**MATERIALS PROVIDED:**
PR #505, opened 2026-07-01
[B 2i]: Add State transition event handling

rmeissner:
Added the event handling for the Sentinel state transitions. The state transition function implementations are empty and will be implemented in follow up PRs.

We currently also handle event that do not trigger any state changes (e.g. Claimed and DisputeResolved) to have an exhaustive list.

---

## CLA signature

### DIFF
--- a/crates/sentinel/src/bindings.rs
+++ b/crates/sentinel/src/bindings.rs
@@ -5,15 +5,6 @@ pub mod oracle {
 
     sol! {
         #[derive(Debug)]
-        enum SentinelOracleRequestState {
-            PENDING,
-            FROZEN,
-            RESOLVED_APPROVED,
-            RESOLVED_DENIED,
-            TIMED_OUT
-        }
-
-        #[derive(Debug)]
         contract SentinelOracle {
             event NewRequest(
                 bytes32 indexed requestId,
@@ -34,17 +25,6 @@ pub mod oracle {
                 address indexed proposer,
                 bytes result,
                 bool approved
-            );
-            event Claimed(
-                bytes32 indexed requestId,
-                address indexed sentinel,
-                uint256 bondReturn,
-                uint256 feeReward
-            );
-            event DisputeResolved(
-                bytes32 indexed requestId,
-                SentinelOracleRequestState outcome,
-                uint256 slashed
             );
 
             function commitApprove(bytes32 requestId) external;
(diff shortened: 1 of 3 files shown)


crates/sentinel/src/service.rs
```diff
@@ -86,6 +132,52 @@ impl SentinelService {
...
+            SentinelEvents::Oracle(SentinelOracle::SentinelOracleEvents::Committed(event)) => {
+                self.handle_committed(state, event)
+            }
+            SentinelEvents::Oracle(SentinelOracle::SentinelOracleEvents::OracleResult(event)) => {
+                self.handle_resolved(state, event)
+            }
+            SentinelEvents::Oracle(
+                SentinelOracle::SentinelOracleEvents::Claimed(_)
+                | SentinelOracle::SentinelOracleEvents::DisputeResolved(_),
+            ) => (state, Vec::new()),
```
nlordell: ~~nit~~ question: Why handle these events at all? Can't you just remove them from the bindings? It just adds additional node/RPC pressure to additional query these events if there is no plan whatsoever to include them.

rmeissner: I mentioned it in the PR description, but yeah can remove them

Edit: is this a change request, since you did not approve?

nlordell: Ooops, I meant it as a `question` I wanted answer before approving. Edited my initial comment.

nlordell: > I mentioned it in the PR description, but yeah can remove them

I saw, I just didn't understand the rationale behind it and wanted to ask for more clarification.

I would prefer removing it (less pressure on the RPC endpoint/node), but not a blocker. I was just trying to understand the reasoning behind it.

nlordell (approved):

crates/sentinel/src/bindings.rs
```diff
@@ -35,17 +26,6 @@ pub mod oracle {
                 bytes result,
                 bool approved
             );
-            event Claimed(
-                bytes32 indexed requestId,
-                address indexed sentinel,
-                uint256 bondReturn,
-                uint256 feeReward
-            );
-            event DisputeResolved(
```
rmeissner, line 44: Currently this is not needed, we will potentially have to add it again to handle the arbitration flow

PR #509, opened 2026-07-01
[B 2ii]: Handle propose and new request transitions

rmeissner:
Implement the first part of the sentinel oracle flow: voting. For this new proposal are tracked to extract the transaction data and then once a request is recieved the vote is issued.

### Design Decisions
- The voting window is a config param instead of being read from chain, as it is immutable in the contract

---

## CLA signature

**INSTRUCTIONS FOR THE TASK:** In the listing above, find every line with the word "rmeissner" and copy it.

**ANSWER BOX:**
rmeissner:
rmeissner: I mentioned it in the PR description, but yeah can remove them
rmeissner, line 44: Currently this is not needed, we will potentially have to add it again to handle the arbitration flow
rmeissner:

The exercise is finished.